(Records shown Opens)

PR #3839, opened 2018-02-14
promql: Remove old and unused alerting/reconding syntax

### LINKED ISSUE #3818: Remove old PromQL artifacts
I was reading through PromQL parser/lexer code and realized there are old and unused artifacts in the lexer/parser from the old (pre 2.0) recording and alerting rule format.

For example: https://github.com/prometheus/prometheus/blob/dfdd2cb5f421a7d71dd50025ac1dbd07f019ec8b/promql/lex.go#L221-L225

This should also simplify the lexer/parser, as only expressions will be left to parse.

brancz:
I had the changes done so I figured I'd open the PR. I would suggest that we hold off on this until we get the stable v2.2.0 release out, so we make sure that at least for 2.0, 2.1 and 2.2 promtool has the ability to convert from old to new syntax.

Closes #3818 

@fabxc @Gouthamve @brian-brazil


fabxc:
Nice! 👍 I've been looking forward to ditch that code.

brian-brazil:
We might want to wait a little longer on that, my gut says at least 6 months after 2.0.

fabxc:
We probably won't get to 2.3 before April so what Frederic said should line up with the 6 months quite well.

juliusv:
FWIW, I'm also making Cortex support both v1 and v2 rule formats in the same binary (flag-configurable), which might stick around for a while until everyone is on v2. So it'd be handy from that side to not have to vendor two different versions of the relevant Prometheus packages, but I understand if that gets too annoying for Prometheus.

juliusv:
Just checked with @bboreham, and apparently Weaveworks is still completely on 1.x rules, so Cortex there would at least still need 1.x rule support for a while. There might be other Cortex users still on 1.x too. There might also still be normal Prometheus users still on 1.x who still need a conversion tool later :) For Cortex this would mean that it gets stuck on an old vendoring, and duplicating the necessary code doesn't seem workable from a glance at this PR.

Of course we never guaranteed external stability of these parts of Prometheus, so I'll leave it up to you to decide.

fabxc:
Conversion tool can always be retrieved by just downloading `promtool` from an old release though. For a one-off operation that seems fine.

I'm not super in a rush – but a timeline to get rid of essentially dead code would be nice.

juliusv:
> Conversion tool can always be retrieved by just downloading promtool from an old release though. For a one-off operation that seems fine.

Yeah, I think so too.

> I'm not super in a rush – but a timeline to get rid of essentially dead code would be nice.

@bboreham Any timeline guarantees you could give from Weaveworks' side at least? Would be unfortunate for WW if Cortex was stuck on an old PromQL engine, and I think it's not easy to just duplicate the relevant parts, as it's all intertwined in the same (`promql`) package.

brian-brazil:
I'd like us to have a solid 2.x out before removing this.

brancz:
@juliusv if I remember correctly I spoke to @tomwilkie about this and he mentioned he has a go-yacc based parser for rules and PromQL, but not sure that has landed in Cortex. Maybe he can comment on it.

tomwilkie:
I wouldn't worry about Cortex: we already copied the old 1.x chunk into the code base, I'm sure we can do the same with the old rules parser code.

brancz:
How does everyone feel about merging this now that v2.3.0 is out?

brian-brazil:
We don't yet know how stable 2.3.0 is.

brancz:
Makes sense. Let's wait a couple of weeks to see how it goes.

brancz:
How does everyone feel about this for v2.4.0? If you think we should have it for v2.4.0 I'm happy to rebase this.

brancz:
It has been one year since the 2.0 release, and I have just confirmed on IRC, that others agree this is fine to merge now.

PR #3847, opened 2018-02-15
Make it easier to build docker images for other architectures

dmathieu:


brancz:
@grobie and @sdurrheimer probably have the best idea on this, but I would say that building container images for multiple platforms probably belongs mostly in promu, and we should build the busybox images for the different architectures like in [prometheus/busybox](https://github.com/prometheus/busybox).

(Records shown Closes)

_Task item_. Write out, unaltered, the lines from the opening of the listing through the line that includes "I was reading".

_Expected answer_.
PR #3839, opened 2018-02-14
promql: Remove old and unused alerting/reconding syntax

### LINKED ISSUE #3818: Remove old PromQL artifacts
I was reading through PromQL parser/lexer code and realized there are old and unused artifacts in the lexer/parser from the old (pre 2.0) recording and alerting rule format.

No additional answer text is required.